Record extracts START
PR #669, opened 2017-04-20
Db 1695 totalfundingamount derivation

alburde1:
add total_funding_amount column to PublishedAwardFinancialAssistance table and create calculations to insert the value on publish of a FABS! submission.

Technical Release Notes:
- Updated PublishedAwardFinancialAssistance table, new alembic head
Record extracts END
Record extracts START
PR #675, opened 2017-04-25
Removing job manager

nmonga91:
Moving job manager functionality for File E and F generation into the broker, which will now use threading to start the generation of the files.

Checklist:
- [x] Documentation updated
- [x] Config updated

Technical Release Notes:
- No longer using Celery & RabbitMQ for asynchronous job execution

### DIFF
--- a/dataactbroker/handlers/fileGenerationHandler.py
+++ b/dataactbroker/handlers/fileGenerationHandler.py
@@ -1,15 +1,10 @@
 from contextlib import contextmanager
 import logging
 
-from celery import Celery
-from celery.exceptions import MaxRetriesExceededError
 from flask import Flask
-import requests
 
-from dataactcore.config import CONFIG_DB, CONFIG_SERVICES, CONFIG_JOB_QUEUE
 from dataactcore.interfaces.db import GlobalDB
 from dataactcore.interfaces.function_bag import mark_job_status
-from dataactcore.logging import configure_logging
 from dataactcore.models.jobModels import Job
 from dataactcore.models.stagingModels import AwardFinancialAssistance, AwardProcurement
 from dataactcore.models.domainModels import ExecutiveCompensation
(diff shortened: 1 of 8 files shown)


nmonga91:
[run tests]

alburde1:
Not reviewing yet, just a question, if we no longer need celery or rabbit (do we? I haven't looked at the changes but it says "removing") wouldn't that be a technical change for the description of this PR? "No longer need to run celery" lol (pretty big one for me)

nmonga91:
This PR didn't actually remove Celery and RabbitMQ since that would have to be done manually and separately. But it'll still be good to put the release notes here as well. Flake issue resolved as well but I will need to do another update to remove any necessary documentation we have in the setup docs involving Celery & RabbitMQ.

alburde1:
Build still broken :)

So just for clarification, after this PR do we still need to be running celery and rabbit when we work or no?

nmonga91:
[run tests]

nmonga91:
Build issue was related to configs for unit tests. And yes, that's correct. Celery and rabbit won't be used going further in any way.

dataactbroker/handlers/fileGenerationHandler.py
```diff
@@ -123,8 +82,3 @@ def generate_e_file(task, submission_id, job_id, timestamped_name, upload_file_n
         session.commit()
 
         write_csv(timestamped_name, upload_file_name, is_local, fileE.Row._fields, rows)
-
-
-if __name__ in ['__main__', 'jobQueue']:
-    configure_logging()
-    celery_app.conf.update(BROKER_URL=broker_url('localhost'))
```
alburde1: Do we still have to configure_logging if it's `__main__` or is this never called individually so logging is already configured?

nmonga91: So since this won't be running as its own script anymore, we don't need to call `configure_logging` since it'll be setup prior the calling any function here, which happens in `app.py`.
Record extracts END
Looking at the data above, return every line from the one with "PR #669, opened 2017-04-20" down to the one with "- Updated PublishedAwardFinancialAssistance", exactly and inclusively.

Solved problem ->
PR #669, opened 2017-04-20
Db 1695 totalfundingamount derivation

alburde1:
add total_funding_amount column to PublishedAwardFinancialAssistance table and create calculations to insert the value on publish of a FABS! submission.

Technical Release Notes:
- Updated PublishedAwardFinancialAssistance table, new alembic head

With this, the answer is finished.